> [What you need to do] In the entries below, count the lines that contain the word "very" and give only that number.

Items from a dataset
=== Begin Enclosure ===
PR #2563, opened 2026-02-11
feat: integrate with Python Environments extension

anusshukla:
This PR addresses issue #900 where the extension was automatically modifying ansible.python.interpreterPath to absolute paths, breaking portability for teams sharing .vscode/settings.json.
New Architecture:
PythonEnvironmentService: Singleton service that wraps ms-python.vscode-python-envs API for environment retrieval and selection
TerminalService: Creates terminals with automatic Python environment activation using the Python Environments extension's createTerminal() method
Prompts users to enable python.useEnvironmentsExtension setting if the API is not

image


ssbarnea (changes requested):
I added some fixes to your change like exposing the required dependency so users will know to install it (and also contributors.

Still, Sonar reports that your code does not provide the require level of 80% coverage for it to be merged and few other things. 

Tests are passing, now is only about adding some more unit tests.

ssbarnea (changes requested):
Please keep a change in draft until all CI jobs are passing, including Sonar quality gate. This change still reports not meeting coverage requirements and other problems with the code on sonar.

ssbarnea (approved):

Zocker1999NET:
Sorry for commenting on an older PR. I want to ask an honest question to understand your design decision: Why was the Ansible extension integrated with the "Python Environments" extension and not just integrated with the environment selector?

Because as far as I understand the "Python Environments" extension, it is there for managing environments, not for switching between those, as this seems to be implemented somewhere else.

And when reading through #900, I expected this extension to be "simply" integrated to respect that selector, which, I hope, should be possible without a hard requirement on "Python Environments".

And I can confirm that the Python environment selection is either implemented in the `ms-python` extension or in VSCode itself as I have that selector without having "Python Environments" installed.

For context: I'm a user of this Ansible extension, but I do not (want to) use the "[Python Environments](https://marketplace.visualstudio.com/items?itemName=ms-python.vscode-python-envs)" extension because I prefer to manage my Python environments either via nix devShells or by hand using a requirements.txt.

PR #2573, opened 2026-02-12
feat: refactor LLM explorer side panel

Abhishekism9450:
This PR migrates the existing LLM explorer side panel view into a new webview page. 
This removes fetching existing configuration management for LLM provider from setting.json. 
It adds the support to store the provider configuration into VSCode globalState and secrets for persistance . 

Jira: [ACA-4979](https://issues.redhat.com/browse/ACA-4979)
ANSTRAT: [ANSTRAT-1828](https://issues.redhat.com/browse/ANSTRAT-1828)
Figma:  [UX](https://www.figma.com/proto/Uzf3aMNZ4SCH4FvDxSvj0Y/VSCode-Extention?page-id=6130%3A751&node-id=6482-4156&viewport=225%2C96%2C0.06&t=nWRAanH2xdkIqfyp-1&scaling=min-zoom&content-scaling=fixed&starting-point-node-id=6130%3A1203)
Depends-On: https://github.com/ansible/vscode-ansible/pull/2600

### DIFF
--- a/package.json
+++ b/package.json
@@ -216,6 +216,10 @@
       {
         "command": "ansible.lightspeed.switchProvider",
         "title": "Ansible Lightspeed: Switch Provider"
+      },
+      {
+        "command": "ansible.lightspeed.openLlmProviderSettings",
+        "title": "Ansible Lightspeed: Open LLM Provider Settings"
       }
     ],
     "configuration": [
@@ -429,19 +433,6 @@
       },
       {
         "properties": {
-          "ansible.lightspeed.apiEndpoint": {
-            "default": "",
-            "markdownDescription": "API endpoint URL. **Only configurable for WCA provider.** For Google, the endpoint is automatically set and cannot be changed. Default for WCA: https://c.ai.ansible.redhat.com",
-            "order": 4,
-            "scope": "resource",
-            "type": "string"
-          },
-          "ansible.lightspeed.apiKey": {
-            "markdownDescription": "API key for Google provider. Not used for WCA (uses OAuth2 authentication). **Important**: This will be stored in VS Code settings.",
-            "order": 3,
-            "scope": "resource",
-            "type": "string"
-          },
           "ansible.lightspeed.enabled": {
             "default": true,
             "markdownDescription": "Enable Ansible Lightspeed.",
@@ -449,47 +440,66 @@
             "scope": "resource",
             "type": "boolean"
           },
-          "ansible.lightspeed.modelName": {
-            "markdownDescription": "Model name/ID to use. **Optional for Google** (uses smart defaults).",
-            "order": 2,
-            "scope": "resource",
-            "type": "string"
-          },
-          "ansible.lightspeed.provider": {
-            "default": "wca",
-            "enum": [
-              "wca",
-              "google"
-            ],
-            "enumDescriptions": [
-              "Red Hat Ansible Lightspeed with IBM watsonx Code Assistant",
-              "Google Gemini - Direct access to Google Gemini models (use your Google API key)"
-            ],
-            "markdownDescription": "Select the AI provider for Ansible Lightspeed suggestions and generation.",
-            "order": 1,
-            "scope": "resource",
-            "type": "string"
-          },
           "ansible.lightspeed.suggestions.enabled": {
             "default": true,
             "markdownDescription": "Enable inline suggestions. Note: Currently only supported with WCA provider.",
-            "order": 7,
+            "order": 1,
             "scope": "resource",
             "type": "boolean"
           },
           "ansible.lightspeed.suggestions.waitWindow": {
             "default": 0,
             "markdownDescription": "Delay (in msecs) prior to sending an inline suggestion request.",
-            "order": 8,
+            "order": 2,
             "scope": "resource",
             "type": "number"
           },
           "ansible.lightspeed.timeout": {
-            "default": 3000,
+            "default": 30000,
             "markdownDescription": "Request timeout in milliseconds for API calls.",
-            "order": 5,
+            "order": 3,
             "scope": "resource",
             "type": "number"
+          },
+          "ansible.lightspeed.provider": {
+            "type": "string",
+            "enum": [
+              "wca",
+              "google"
+            ],
+            "default": "wca",
+            "markdownDescription": "LLM provider to use.",
+            "deprecated": true,
+            "deprecationMessage": "This setting is deprecated and will be removed in a future release. Use the LLM Provider Settings panel instead (Ansible Lightspeed: Open LLM Provider Settings).",
+            "order": 4,
+            "scope": "resource"
+          },
+          "ansible.lightspeed.apiEndpoint": {
+            "type": "string",
+            "default": "",
+            "markdownDescription": "API endpoint URL for the selected provider.",
+            "deprecated": true,
+            "deprecationMessage": "This setting is deprecated and will be removed in a future release. Use the LLM Provider Settings panel instead.",
+            "order": 5,
+            "scope": "resource"
+          },
+          "ansible.lightspeed.modelName": {
+            "type": "string",
+            "default": "",
+            "markdownDescription": "Model name/ID to use.",
+            "deprecated": true,
+            "deprecationMessage": "This setting is deprecated and will be removed in a future release. Use the LLM Provider Settings panel instead.",
+            "order": 6,
+            "scope": "resource"
+          },
+          "ansible.lightspeed.apiKey": {
+            "type": "string",
+            "default": "",
+            "markdownDescription": "API key for authentication.",
+            "deprecated": true,
+            "deprecationMessage": "This setting is deprecated and will be removed in a future release. Use the LLM Provider Settings panel instead for secure API key storage.",
+            "order": 7,
+            "scope": "resource"
           }
         },
         "title": "Ansible Lightspeed"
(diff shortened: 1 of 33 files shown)


webviews/LlmProviderApp.vue
```diff
@@ -0,0 +1,689 @@
...
+  transition: opacity 0.2s ease, transform 0.2s ease;
+  pointer-events: none;
+}
+
+.save-indicator.visible {
+  opacity: 1;
+  transform: translateY(0);
+}
+
+/* Spinner animation */
```
goneri: Can you maybe prepare a dedicated Vue component for the spin and move the CSS inside. This way you you can reduce the complexity of this App.

Also we have a dedicated spinner for Lightspeed, https://github.com/ansible/vscode-ansible/blob/main/webviews/lightspeed/src/RoleGenApp.vue#L123 it would be great for consistency if we can use the same.

webviews/LlmProviderApp.vue
```diff
@@ -0,0 +1,689 @@
+<script setup lang="ts">
+import '@vscode/codicons/dist/codicon.css';
```
goneri, line 2: The App is fairly complicated and you can ask Claude to break it up in smaller reusable Vue components.

```
(...)
  ┌────────────────────────┬───────┬──────────────────────────┐                                                                                                                                                     
  │       Component        │ Lines │         Benefit          │                                                                                                                                                     
  ├────────────────────────┼───────┼──────────────────────────┤                                                                                                                                                     
  │ ConfigField.vue        │ ~50   │ Reusable for any form    │                                                                                                                                                     
  ├────────────────────────┼───────┼──────────────────────────┤                                                                                                                                                     
  │ StatusBadge.vue        │ ~30   │ Consistent badge styling │                                                                                                                                                     
  ├────────────────────────┼───────┼──────────────────────────┤                                                                                                                                                     
  │ ActionButton.vue       │ ~40   │ Unified button behavior  │                                                                                                                                                     
  ├────────────────────────┼───────┼──────────────────────────┤                                                                                                                                                     
  │ ProviderConfigForm.vue │ ~70   │ Isolated form logic      │                                                                                                                                                     
  ├────────────────────────┼───────┼──────────────────────────┤                                                                                                                                                     
  │ ProviderHeader.vue     │ ~60   │ Isolated header logic    │                                                                                                                                                     
  ├────────────────────────┼───────┼──────────────────────────┤                                                                                                                                                     
  │ ProviderRow.vue        │ ~40   │ Composition container    │                                                                                                                                                     
  ├────────────────────────┼───────┼──────────────────────────┤                                                                                                                                                     
  │ ToastNotification.vue  │ ~40   │ Shared across webviews   │                                                                                                                                                     
  ├────────────────────────┼───────┼──────────────────────────┤                                                                                                                                                     
  │ useProviderSettings.ts │ ~100  │ Testable business logic  │                                                                                                                                                     
  ├────────────────────────┼───────┼──────────────────────────┤                                                                                                                                                     
  │ LlmProviderApp.vue     │ ~150  │ Down from 690            │                                                                                                                                                     
  └────────────────────────┴───────┴──────────────────────────┘                                                                                                                                                     
  This reduces the main app by ~80% and creates reusable components for future webviews. 
```

webviews/QuickLinksApp.vue
```diff
@@ -8,13 +8,24 @@ const systemReadinessIcon = ref('');
 const systemReadinessDescription = ref('');
```
goneri, line 8: It would be helpful to do a similar refactoring/breakup here.

package.json
```diff
@@ -429,65 +433,31 @@
...
       {
         "properties": {
-          "ansible.lightspeed.apiEndpoint": {
-            "default": "",
-            "markdownDescription": "API endpoint URL. **Only configurable for WCA provider.** For Google, the endpoint is automatically set and cannot be changed. Default for WCA: https://c.ai.ansible.redhat.com",
-            "order": 4,
-            "scope": "resource",
-            "type": "string"
-          },
-          "ansible.lightspeed.apiKey": {
```
goneri, line 439: How do you plan to handle the migration to the new system?

webviews/LlmProviderApp.vue
Abhishekism9450: I split the App into following majorly:

- `ProviderConfigForm.vue` - The Edit form. when a user clicks on Edit, a form appears with fields ( endpoint, key, model, ). This has now its own component. 
- `SpinnerLoading.vue` - The loader spinner. 
- `ToastNotification.vue` - The settings saved popup. 
- `llmProviderState.ts` - All the logic lives here like loading providers, saving configs,..

webviews/LlmProviderApp.vue
Abhishekism9450: sure. I have added a separate Vue component for spin i.e. `SpinnerLoading.vue`.

package.json
Abhishekism9450: Hi @goneri , I am thinking of 2 ways to handle this.

- Add a migration function that runs on extension activation. It would use inspect() to read user-configured LLM settings from settings.json and copy them into the new globalState/secrets storage. A globalState flag can be used to ensure it runs only once.

- Add a note in the docs informing users about the storage change and asking them to re-configure their LLM settings through the new UI. 

@ganeshrn , what are your thoughts on this ?

goneri: In this case, you may want to keep the key, but just flag it as `deprecated: true` with a `deprecationMessage` message, and:
- ignore the legacy key if it's undef
- import the legacy key if it's defined and the new config key is undef.
- ignore the values are the same both side

Abhishekism9450: @goneri , I have few follow-up questions, 
1. Do we only need to keep the `api_key` and `provider` in the settings and mark them as deprecated ? as all other fields have default values(we can remove them).
2. Do we plan to put a deprecation message with the timeline/ target version ?
3. what if both have different values ? do we need to keep the new values and set it in globalState ?

ganeshrn: As discussed in todays extension sync call I think we can deprecate the settings and remove it after 2 releases,

shatakshiiii (approved):

ssbarnea (changes requested):
Blocked until we do see LS tests running on CI via https://github.com/ansible/vscode-ansible/pull/2600 or similar fix.

src/features/lightspeed/vue/views/llmProviderMessageHandlers.ts
```diff
@@ -0,0 +1,372 @@
...
+        ? undefined
+        : "Authentication failed or was cancelled.";
+
+      await this.handleConnectionResult(
+        providerType,
+        displayName,
+        isAuth,
+        error,
+      );
+    }, 2000);
```
anusshukla: The 2-second timeout for checking OAuth completion seems a bit short for a standard authentication flow. In the current implementation, the OAuth logic in `lightSpeedOAuthProvider.ts `uses `LIGHTSPEED_SERVICE_LOGIN_TIMEOUT = 120000 `  to give users sufficient time to open the browser, log in, complete any MFA steps, and be redirected back to VS Code


Additionally, instead of hardcoding the 2000 value, would it be possible to define a constant and reference it here? This would improve readability and make future adjustments easier.

package.json
```diff
@@ -429,67 +433,73 @@
...
             "default": 0,
             "markdownDescription": "Delay (in msecs) prior to sending an inline suggestion request.",
-            "order": 8,
+            "order": 2,
             "scope": "resource",
             "type": "number"
           },
           "ansible.lightspeed.timeout": {
-            "default": 3000,
+            "default": 30000,
```
anusshukla, line 458: Is this change intentional? If so, please document the rationale in the PR description. Increasing the default timeout to 30s may delay failure detection for unreachable endpoints and impact user experience.

Also, should this be noted in the release notes? Currently, 10s the highest timeout we use, could you clarify the reason for increasing it to 30s?

src/features/lightspeed/vue/views/llmProviderMessageHandlers.ts
anusshukla: Also use same constant in test file

package.json
Abhishekism9450: The old 3000 default in package.json was inconsistent. Since settings.ts reads the value as lightSpeedSettings.get("timeout", 30000), the 30s fallback was already being used in practice. This change aligns the declared default with the actual runtime behavior. No functional change for existing users.

src/features/lightspeed/vue/views/llmProviderMessageHandlers.ts
Abhishekism9450: Good catch. The setTimeout(2000) was unnecessary since executeCommand(LIGHTSPEED_AUTH_REQUEST) already awaits the full OAuth flow (which uses LIGHTSPEED_SERVICE_LOGIN_TIMEOUT = 120000 internally). Removed the setTimeout entirely and now check isAuthenticated() directly after the awaited command returns. Updated the corresponding tests to drop fake timers as well.

anusshukla (approved):

ssbarnea (changes requested):
This change does not have any minimal acceptance tests included (e2e or ui/selenium), it only includes unit tests. Due to its nature and size it would require at lest on e2e/ui test that validates the presence of this into the final build.

The importance of this is exacerbated by the fact that at this moment we do not have any LS related testing running on ui. See https://github.com/ansible/vscode-ansible/issues/2611

To be clear, I am not asking about a full testing using UI (smoke) testing, only minimal, just to check that it is there. I would also be acceptable to modify existing test to include this extra check for it as long we see the test passing and we can run it manually using `pytest -k test_foo`.

PS. I also see SonarCloud gate reporting that it does not meet 80% coverage, luckily it seems to only one file and very close to reach the bar.

ssbarnea (approved):

PR #2605, opened 2026-02-27
   chore(selenium): add MCP server smoke tests

raksrh:
## Summary

Adds Selenium smoke tests for the Ansible Development Tools MCP Server to ensure the feature can be enabled, started, and used from the UI.

fixes: AAP-64488

## What's covered

- **Enable via command**: Run `>ansible.mcpServer.enabled` and assert success notification.
- **Disable**: Run `>ansible.mcpServer.disable` and assert disable notification.
- **Enable via settings**: With `ansible.mcpServer.enabled: true` in settings, run enable command and assert already-enabled notification.
- **Usable flow**: Enable MCP server, open Ansible Development Tools view, open welcome page, and assert the MCP Server (AI) option is shown.

Tests use the existing `@pytest.mark.vscode` Selenium setup and do not exercise full AI/Language Model integration.

### DIFF
--- a/test/selenium/ui/test_mcp_server.py
+++ b/test/selenium/ui/test_mcp_server.py
@@ -1,0 +1,134 @@
+"""Smoke tests for Ansible Development Tools MCP Server.
+
+Tests cover: enable MCP server (via command or settings), verify MCP server
+starts (success notification), and verify MCP server is usable (welcome page
+shows MCP section). Full AI/Language Model integration is not exercised here.
+"""
+
+# pylint: disable=E0401, W0613, R0801
+import time
+from typing import Any
+
+import pytest
+from selenium.webdriver.common.action_chains import ActionChains
+from selenium.webdriver.common.keys import Keys
+
+from test.selenium.utils.ui_utils import (
+    ensure_vscode_ready,
+    find_element_across_iframes,
+    vscode_run_command,
+)
+
+
+def _assert_enable_notification(driver: Any) -> None:
+    """Assert that a notification indicates MCP Server is enabled (or already enabled)."""
+    notification = find_element_across_iframes(
+        driver,
+        "//*[contains(., 'MCP Server') and contains(., 'enabled')]",
+        retries=10,
+    )
+    assert notification is not None, (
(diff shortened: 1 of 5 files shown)


test/selenium/ui/test_mcp_server.py
```diff
@@ -0,0 +1,145 @@
...
+    text = notification.text or notification.get_attribute("textContent") or ""
+    assert "MCP Server" in text, (
+        f"Expected MCP disable notification to mention 'MCP Server', got: {text!r}"
+    )
+    assert "disabled" in text, (
+        f"Expected MCP disable notification to mention 'disabled', got: {text!r}"
+    )
+
+
+def _ensure_vscode_ready(driver: Any) -> None:
```
alisonlhart: Note: We should move this to the utils file for reuse in other tests. Not something to be modified now due to the time sensitivity of this, just a note for later.

test/selenium/ui/test_mcp_server.py
```diff
@@ -0,0 +1,145 @@
...
+    driver, _ = browser_setup
+    _ensure_vscode_ready(driver)
+
+    vscode_run_command(driver, ">ansible.mcpServer.enabled")
+    time.sleep(2)
+    _assert_enable_notification(driver)
+
+
+@pytest.mark.vscode
+def test_mcp_server_usable(
```
alisonlhart, line 106: So this check is a little different than what we need to verify. The reason this check won't work is the MCP section will always show up in the welcome page even if the server is disabled. 

What we need is - after the server is enabled, use the command palette to list available MCP servers, and check if the "Ansible Development Tools MCP Server" is present in the list. If it is, then packaging was successful.

test/selenium/ui/test_mcp_server.py
raksrh: Okay. sure

test/selenium/ui/test_mcp_server.py
raksrh: ohh yeah. I'll make the changes and push.

ssbarnea (approved):

PR #2625, opened 2026-03-10
fix: add type to workflow_dispatch input and clean up publish conditions

raksrh:
## Summary

Fixes the publish job being skipped during releases by using more reliable tag detection and properly typing the workflow_dispatch input.

## Changes

- **Use `startsWith(github.ref, 'refs/tags/')` instead of `github.ref_type == 'tag'`** for more reliable tag detection
- Added `type: boolean` to the `publish` workflow_dispatch input (was missing, causing GitHub to send `inputs: null`)
- Simplified `github.event_name == 'release'` condition (removed redundant `&& github.event.action == 'published'`)
- Removed redundant `== 'true'` string checks (input is now properly typed as boolean)
- Applied changes consistently across publish, publish-npm, and Sonar continue-on-error conditions

## Testing

Will test with v26.3.2 tag after merge.

Fixes the issue where publish job was being skipped even though all conditions should evaluate to true.

### DIFF
--- a/.github/workflows/ci.yaml
+++ b/.github/workflows/ci.yaml
@@ -24,7 +24,8 @@ on:
       publish:
         description: "Publish a pre-release"
         required: false
-        default: "false"
+        type: boolean
+        default: false
 
 concurrency:
   group: ${{ github.workflow }}-${{ github.event.ref }}-${{ github.event.pull_request.number || github.sha }}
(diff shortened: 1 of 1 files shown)


shatakshiiii (approved):

.github/workflows/ci.yaml
```diff
@@ -24,7 +24,8 @@ on:
       publish:
         description: "Publish a pre-release"
         required: false
-        default: "false"
+        type: boolean
```
ssbarnea, line 27: there is a genuine reason why I did not use booleans for these as github translates all arguments to environment variables and how boolean are converted to environment variables is not very clear. By using strings we ensure that we know what these environment variables will container.

raksrh: Without `type: boolean`, GitHub sends inputs: null instead of `{"publish": "false"}`, which breaks manual workflow dispatch. Tested in run #22856144126.

PR #2652, opened 2026-03-16
fix: remove Node DEP0190 and ls stderr from unit test output

rockygeekz:
## Summary
Stops `ls` stderr from appearing in unit test output without changing behavior (return values and error handling unchanged).

## Changes
- **ALS `executionEnvironment.ts`** – `isPluginInPath`: run container `ls` via `spawnSync` with `stdio: ['ignore','pipe','ignore']` so stderr is not forwarded; still return false when exit code !== 0 or stdout is empty.
## Testing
=== End Enclosure ===
> [Reply to the exercise] 2